> Aim of the task
What lines of the material below hold the string "instead"? Copy them out.

> Entries shown
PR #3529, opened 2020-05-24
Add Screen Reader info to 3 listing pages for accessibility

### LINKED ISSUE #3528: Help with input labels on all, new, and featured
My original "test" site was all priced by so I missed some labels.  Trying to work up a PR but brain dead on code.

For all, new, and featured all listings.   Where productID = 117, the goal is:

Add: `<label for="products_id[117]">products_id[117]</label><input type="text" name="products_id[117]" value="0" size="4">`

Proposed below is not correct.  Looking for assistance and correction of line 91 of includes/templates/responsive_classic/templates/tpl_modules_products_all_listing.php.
---
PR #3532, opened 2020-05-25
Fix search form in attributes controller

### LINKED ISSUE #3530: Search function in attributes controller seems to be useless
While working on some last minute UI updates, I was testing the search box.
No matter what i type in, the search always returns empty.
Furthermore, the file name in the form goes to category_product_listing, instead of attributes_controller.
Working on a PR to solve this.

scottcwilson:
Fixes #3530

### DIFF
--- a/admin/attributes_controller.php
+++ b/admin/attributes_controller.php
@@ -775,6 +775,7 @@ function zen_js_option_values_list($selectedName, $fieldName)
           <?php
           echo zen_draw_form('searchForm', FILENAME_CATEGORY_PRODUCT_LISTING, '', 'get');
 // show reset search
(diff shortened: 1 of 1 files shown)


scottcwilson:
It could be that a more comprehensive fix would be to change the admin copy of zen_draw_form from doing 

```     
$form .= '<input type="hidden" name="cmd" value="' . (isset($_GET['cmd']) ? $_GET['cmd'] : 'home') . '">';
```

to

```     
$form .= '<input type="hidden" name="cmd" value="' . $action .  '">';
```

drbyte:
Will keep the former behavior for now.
* * *
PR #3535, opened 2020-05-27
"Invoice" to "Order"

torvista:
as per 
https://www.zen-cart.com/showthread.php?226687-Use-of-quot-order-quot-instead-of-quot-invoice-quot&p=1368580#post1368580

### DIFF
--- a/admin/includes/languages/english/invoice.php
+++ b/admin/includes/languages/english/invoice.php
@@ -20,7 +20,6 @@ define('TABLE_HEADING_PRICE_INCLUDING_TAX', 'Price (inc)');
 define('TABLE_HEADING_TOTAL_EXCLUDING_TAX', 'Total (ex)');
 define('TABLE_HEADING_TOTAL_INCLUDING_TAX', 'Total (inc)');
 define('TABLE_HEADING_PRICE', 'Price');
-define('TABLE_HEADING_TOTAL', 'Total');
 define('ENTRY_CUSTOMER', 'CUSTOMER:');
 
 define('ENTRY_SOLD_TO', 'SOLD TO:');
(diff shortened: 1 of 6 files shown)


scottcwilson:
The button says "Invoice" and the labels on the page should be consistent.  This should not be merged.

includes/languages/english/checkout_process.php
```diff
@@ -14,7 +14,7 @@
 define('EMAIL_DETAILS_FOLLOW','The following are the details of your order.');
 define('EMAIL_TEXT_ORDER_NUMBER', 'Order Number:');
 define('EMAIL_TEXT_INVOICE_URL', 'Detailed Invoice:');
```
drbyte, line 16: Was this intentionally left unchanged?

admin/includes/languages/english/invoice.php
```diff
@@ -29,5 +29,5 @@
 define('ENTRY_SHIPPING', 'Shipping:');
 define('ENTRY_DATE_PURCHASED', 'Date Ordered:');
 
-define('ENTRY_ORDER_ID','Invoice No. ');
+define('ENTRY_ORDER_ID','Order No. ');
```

> Solution to the exercise
Furthermore, the file name in the form goes to category_product_listing, instead of attributes_controller.
https://www.zen-cart.com/showthread.php?226687-Use-of-quot-order-quot-instead-of-quot-invoice-quot&p=1368580#post1368580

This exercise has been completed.